_THE PROBLEM:_
Show every line of the material that follows in which the word "drives" occurs.

_SUPPLIED MATERIAL:_
━━━━━━━━━━
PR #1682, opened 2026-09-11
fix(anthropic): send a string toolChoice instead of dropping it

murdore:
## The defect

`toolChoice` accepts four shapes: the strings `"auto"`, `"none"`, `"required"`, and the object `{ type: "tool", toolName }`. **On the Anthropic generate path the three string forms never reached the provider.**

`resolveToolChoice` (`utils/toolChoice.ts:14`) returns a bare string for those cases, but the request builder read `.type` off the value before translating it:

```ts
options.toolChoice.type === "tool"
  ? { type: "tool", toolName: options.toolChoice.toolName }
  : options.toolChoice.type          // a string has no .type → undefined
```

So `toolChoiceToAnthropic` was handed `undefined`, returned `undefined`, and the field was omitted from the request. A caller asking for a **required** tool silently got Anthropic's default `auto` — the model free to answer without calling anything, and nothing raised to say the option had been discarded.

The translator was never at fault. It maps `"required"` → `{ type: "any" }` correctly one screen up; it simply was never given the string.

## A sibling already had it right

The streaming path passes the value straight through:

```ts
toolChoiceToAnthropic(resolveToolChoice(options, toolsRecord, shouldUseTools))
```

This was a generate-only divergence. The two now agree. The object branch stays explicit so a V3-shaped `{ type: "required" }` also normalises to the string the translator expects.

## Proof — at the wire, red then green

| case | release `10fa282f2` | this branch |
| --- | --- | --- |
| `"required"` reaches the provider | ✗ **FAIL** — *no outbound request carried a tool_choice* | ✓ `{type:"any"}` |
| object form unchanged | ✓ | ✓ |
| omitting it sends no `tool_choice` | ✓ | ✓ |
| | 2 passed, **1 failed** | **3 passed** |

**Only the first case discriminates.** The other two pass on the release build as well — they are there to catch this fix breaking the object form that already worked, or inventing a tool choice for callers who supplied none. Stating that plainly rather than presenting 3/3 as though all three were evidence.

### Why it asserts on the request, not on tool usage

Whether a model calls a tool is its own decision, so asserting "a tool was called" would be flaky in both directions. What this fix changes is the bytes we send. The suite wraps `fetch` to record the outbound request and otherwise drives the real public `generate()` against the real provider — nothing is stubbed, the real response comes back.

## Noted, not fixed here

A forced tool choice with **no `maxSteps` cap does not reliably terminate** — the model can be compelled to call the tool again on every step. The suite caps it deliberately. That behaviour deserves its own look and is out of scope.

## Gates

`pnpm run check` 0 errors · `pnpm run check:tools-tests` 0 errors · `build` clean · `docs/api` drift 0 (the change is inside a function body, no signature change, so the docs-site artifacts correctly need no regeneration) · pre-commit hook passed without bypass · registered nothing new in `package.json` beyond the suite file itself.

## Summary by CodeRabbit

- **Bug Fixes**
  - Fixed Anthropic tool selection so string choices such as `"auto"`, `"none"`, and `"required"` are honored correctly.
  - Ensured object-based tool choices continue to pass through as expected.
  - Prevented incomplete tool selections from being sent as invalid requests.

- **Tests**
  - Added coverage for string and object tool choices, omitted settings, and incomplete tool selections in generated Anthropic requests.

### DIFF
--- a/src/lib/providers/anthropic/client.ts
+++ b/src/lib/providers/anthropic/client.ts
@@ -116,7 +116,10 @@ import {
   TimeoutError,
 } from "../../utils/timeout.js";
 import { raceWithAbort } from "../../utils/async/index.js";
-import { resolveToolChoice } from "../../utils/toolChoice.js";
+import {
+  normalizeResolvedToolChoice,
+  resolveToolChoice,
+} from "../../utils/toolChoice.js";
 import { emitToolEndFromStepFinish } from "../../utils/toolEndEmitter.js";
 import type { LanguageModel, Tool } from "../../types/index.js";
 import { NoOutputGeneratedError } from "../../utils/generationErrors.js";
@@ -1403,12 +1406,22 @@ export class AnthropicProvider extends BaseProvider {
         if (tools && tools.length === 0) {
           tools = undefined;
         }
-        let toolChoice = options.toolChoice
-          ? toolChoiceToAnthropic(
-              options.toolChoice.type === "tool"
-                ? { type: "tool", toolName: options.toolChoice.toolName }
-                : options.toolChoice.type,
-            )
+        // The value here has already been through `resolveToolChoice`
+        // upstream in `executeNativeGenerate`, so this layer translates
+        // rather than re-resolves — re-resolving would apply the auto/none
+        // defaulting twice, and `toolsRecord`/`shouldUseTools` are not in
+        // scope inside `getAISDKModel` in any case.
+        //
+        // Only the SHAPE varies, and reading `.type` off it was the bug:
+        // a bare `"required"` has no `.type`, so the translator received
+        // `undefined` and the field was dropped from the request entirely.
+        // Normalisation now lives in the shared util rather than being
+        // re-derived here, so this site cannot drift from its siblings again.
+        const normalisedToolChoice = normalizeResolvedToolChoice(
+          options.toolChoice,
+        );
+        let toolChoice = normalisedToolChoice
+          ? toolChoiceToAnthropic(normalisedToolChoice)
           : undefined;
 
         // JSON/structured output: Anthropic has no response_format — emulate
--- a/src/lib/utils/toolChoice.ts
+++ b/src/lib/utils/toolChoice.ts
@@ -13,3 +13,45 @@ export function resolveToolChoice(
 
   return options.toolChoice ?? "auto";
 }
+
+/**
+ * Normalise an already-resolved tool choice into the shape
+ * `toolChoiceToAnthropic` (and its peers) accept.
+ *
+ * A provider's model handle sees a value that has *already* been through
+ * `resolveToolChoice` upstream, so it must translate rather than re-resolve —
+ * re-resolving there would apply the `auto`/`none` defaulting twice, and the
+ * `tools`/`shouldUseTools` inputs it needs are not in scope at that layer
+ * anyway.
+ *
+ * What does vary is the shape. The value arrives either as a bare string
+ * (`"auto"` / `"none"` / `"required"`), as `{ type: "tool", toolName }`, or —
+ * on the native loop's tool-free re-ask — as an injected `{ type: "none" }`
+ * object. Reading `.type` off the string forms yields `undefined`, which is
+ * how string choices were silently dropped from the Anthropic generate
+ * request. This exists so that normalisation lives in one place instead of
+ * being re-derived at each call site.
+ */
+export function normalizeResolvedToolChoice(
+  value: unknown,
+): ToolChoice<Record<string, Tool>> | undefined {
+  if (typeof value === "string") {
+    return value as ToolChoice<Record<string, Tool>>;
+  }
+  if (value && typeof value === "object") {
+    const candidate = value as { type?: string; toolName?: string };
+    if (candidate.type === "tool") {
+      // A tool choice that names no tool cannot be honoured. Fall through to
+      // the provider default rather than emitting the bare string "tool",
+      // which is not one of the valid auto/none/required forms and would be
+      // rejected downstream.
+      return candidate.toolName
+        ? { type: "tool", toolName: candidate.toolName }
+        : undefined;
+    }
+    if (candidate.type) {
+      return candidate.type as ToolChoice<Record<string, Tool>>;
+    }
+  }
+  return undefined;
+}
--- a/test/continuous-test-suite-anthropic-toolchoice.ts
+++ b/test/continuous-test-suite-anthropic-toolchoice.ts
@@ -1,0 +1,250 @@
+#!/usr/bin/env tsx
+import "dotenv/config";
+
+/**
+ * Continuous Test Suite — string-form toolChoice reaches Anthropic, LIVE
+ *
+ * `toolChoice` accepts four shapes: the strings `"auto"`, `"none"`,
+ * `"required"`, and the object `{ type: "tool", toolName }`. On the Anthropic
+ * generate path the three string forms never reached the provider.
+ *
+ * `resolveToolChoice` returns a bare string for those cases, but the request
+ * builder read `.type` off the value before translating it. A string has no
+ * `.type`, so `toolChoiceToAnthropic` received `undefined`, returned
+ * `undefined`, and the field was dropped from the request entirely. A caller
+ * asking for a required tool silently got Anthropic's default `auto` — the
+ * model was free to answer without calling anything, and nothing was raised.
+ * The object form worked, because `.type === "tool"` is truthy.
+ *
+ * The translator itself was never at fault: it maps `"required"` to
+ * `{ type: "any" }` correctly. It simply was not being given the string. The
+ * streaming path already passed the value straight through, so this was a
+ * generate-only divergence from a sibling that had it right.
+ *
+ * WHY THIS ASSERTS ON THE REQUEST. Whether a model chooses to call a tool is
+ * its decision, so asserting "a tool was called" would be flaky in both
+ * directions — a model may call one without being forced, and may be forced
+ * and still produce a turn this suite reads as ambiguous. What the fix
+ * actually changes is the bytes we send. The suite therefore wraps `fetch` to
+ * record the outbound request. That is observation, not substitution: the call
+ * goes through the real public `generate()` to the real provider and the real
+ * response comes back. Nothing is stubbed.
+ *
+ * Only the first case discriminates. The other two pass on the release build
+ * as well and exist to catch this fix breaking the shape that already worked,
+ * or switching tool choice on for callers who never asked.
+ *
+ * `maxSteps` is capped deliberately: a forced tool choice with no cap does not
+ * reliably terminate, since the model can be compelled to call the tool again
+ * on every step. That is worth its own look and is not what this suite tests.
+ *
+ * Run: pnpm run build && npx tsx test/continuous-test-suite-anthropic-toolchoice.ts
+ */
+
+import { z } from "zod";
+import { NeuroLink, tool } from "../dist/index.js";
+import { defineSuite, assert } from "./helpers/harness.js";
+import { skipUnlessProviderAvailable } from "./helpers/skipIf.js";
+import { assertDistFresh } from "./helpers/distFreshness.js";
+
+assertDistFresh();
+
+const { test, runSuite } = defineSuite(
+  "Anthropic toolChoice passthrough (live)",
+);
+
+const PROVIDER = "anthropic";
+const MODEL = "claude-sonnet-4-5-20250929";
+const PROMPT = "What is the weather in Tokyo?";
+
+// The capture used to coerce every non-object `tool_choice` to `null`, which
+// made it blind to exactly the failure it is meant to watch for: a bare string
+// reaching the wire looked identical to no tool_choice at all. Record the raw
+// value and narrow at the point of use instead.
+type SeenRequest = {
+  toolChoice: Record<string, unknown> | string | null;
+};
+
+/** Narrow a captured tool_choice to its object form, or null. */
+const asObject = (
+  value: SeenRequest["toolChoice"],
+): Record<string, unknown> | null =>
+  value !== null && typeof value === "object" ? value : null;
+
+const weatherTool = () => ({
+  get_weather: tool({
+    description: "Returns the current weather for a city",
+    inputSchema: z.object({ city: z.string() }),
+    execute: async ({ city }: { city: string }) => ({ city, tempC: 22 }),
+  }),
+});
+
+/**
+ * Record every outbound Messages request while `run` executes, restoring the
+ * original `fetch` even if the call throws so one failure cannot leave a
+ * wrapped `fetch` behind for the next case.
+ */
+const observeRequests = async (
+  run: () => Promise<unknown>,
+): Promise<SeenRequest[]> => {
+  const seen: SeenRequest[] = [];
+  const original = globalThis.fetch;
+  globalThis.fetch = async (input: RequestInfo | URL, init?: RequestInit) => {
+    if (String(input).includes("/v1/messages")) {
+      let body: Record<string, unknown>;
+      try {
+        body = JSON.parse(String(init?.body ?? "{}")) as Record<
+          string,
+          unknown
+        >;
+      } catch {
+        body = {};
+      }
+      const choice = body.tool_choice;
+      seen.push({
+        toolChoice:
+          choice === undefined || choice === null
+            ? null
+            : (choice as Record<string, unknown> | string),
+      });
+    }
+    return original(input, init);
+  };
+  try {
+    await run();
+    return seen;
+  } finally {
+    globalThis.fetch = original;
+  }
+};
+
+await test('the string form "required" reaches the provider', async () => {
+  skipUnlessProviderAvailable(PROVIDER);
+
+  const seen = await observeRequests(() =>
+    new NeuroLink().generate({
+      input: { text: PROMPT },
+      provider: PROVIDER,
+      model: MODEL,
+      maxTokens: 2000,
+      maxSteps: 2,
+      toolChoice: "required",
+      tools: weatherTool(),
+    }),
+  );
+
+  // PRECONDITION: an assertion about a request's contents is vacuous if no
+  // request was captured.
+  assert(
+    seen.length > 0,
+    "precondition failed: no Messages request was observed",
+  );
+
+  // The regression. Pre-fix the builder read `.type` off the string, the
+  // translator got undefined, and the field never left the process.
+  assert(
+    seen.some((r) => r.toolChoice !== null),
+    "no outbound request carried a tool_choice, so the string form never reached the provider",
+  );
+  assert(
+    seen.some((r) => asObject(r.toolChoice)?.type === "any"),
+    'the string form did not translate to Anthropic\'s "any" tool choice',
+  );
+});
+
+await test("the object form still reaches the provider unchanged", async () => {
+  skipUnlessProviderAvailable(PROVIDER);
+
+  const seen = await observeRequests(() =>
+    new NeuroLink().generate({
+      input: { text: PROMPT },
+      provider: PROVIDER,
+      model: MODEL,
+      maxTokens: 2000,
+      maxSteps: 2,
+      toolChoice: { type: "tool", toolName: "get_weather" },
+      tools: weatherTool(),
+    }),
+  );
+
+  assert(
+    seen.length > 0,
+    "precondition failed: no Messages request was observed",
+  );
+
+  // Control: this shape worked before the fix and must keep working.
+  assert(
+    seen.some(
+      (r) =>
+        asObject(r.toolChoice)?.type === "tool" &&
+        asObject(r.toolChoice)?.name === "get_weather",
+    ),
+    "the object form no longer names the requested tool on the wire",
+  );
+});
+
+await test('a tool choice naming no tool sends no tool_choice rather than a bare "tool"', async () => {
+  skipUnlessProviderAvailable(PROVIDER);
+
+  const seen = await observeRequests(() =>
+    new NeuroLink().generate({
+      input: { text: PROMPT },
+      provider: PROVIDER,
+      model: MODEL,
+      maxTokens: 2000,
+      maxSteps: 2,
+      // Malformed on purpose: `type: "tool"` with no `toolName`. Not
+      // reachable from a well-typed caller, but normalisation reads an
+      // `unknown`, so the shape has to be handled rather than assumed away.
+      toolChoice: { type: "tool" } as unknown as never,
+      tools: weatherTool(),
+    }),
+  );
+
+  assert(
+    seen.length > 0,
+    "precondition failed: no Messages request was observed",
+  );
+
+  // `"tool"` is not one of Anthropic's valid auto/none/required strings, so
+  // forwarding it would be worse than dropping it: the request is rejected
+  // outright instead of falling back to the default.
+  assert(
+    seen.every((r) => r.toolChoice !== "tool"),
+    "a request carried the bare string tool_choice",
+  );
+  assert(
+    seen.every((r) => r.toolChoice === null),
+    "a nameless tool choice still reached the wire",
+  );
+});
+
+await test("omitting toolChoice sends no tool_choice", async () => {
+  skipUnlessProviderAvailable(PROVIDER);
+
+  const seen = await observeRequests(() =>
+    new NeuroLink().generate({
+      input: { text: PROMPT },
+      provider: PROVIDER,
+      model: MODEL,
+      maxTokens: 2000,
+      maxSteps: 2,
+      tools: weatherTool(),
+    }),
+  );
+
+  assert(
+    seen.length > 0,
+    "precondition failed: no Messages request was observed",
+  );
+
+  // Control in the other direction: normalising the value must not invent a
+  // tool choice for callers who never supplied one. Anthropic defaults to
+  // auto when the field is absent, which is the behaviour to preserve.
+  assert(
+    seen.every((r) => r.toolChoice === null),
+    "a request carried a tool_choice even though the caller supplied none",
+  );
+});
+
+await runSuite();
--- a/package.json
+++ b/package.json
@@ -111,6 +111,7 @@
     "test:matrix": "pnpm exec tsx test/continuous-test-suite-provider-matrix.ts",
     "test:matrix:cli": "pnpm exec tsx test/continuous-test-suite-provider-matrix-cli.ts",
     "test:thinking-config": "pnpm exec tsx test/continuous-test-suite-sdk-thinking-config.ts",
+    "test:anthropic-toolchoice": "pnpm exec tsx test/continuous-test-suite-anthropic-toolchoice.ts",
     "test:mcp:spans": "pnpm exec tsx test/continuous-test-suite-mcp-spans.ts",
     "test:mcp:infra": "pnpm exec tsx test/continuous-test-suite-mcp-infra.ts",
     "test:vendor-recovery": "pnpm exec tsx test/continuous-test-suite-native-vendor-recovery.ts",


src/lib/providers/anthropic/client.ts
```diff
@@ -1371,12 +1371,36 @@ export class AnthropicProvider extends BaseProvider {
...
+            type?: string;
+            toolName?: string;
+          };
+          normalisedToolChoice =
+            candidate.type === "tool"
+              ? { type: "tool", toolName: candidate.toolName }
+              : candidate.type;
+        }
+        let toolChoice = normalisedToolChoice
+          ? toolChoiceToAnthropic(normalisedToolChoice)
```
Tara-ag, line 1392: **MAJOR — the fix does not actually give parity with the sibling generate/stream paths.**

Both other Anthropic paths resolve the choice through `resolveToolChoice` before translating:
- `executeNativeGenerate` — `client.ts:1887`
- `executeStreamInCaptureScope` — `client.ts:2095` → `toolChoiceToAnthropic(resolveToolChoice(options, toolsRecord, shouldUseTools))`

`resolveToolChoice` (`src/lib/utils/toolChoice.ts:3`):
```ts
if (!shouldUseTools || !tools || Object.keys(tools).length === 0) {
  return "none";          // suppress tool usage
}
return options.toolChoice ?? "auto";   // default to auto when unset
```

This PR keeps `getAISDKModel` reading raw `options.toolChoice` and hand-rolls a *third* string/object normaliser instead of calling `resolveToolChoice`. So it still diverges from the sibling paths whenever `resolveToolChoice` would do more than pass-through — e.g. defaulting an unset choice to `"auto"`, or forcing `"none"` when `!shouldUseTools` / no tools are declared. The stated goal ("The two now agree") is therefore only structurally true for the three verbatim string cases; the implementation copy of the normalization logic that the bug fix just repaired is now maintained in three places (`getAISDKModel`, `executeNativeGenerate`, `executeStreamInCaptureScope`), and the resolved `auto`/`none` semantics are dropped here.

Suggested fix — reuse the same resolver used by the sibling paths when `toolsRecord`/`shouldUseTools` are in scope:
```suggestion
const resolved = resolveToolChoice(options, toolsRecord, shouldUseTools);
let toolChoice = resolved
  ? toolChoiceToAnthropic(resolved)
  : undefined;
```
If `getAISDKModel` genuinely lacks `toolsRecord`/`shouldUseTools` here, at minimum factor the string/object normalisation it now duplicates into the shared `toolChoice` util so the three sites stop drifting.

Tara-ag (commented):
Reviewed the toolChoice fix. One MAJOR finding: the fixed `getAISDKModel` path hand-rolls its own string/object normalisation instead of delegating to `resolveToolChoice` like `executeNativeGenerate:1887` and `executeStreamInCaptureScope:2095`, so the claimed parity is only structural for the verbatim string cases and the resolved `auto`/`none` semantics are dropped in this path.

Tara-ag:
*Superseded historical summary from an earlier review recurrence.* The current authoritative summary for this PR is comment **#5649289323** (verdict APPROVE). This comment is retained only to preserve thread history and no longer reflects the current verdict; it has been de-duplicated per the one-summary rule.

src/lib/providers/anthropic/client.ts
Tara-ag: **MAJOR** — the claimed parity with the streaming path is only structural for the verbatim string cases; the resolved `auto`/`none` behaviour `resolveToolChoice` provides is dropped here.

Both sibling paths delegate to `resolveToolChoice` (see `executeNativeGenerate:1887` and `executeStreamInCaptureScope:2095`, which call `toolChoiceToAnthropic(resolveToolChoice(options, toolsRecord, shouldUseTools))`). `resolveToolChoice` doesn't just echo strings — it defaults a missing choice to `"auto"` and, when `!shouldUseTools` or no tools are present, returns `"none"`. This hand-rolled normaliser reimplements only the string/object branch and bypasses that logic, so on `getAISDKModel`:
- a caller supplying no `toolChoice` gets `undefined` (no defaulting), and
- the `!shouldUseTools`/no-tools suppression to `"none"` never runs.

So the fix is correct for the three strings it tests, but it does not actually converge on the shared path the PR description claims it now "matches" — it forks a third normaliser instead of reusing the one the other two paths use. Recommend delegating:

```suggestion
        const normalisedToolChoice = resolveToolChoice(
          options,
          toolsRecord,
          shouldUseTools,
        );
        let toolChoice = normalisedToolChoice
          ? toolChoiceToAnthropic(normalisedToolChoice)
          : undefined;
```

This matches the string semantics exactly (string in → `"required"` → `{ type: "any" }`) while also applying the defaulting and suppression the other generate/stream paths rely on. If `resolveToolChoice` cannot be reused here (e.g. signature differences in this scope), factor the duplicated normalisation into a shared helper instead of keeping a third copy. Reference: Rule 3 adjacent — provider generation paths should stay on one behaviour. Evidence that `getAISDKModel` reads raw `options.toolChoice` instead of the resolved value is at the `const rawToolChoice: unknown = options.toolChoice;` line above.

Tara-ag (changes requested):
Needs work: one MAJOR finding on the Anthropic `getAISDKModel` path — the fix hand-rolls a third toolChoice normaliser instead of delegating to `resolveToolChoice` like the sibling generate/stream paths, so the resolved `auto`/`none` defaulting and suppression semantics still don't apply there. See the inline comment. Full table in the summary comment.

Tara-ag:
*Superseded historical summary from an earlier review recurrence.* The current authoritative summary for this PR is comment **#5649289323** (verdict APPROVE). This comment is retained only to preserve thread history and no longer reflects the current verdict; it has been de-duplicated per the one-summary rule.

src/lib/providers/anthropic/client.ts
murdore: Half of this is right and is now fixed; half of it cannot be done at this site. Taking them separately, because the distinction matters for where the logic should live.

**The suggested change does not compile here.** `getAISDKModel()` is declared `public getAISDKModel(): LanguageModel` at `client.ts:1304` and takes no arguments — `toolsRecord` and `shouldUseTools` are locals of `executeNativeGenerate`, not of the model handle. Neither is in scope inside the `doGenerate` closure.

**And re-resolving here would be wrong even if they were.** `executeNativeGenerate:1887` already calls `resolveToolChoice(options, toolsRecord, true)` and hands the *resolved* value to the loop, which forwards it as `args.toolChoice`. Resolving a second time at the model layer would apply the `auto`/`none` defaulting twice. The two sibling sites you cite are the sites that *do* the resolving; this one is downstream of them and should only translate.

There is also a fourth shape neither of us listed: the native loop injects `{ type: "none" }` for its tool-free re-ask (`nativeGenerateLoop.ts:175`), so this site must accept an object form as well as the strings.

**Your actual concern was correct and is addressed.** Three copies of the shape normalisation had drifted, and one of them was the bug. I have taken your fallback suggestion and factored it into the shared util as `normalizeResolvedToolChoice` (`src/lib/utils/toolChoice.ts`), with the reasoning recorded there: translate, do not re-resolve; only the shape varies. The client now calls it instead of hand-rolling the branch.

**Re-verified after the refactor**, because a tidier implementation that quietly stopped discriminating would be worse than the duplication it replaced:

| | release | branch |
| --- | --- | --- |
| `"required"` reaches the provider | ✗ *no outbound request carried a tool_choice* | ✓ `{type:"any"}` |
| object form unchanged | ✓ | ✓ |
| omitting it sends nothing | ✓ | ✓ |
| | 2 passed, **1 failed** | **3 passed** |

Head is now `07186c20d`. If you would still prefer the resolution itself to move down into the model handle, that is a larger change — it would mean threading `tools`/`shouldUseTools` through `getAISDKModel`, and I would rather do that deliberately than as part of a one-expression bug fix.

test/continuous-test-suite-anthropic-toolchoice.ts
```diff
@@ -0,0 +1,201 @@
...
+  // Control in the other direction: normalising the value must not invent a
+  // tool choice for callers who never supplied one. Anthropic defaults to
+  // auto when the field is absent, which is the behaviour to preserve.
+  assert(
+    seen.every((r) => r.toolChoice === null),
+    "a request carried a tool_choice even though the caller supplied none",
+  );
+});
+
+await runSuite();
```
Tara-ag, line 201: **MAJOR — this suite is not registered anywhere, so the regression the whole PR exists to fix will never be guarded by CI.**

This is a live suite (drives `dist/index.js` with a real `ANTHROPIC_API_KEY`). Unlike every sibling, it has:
━━━━━━━━━━
_ANSWER TO THIS TASK:_
Whether a model calls a tool is its own decision, so asserting "a tool was called" would be flaky in both directions. What this fix changes is the bytes we send. The suite wraps `fetch` to record the outbound request and otherwise drives the real public `generate()` against the real provider — nothing is stubbed, the real response comes back.
This is a live suite (drives `dist/index.js` with a real `ANTHROPIC_API_KEY`). Unlike every sibling, it has:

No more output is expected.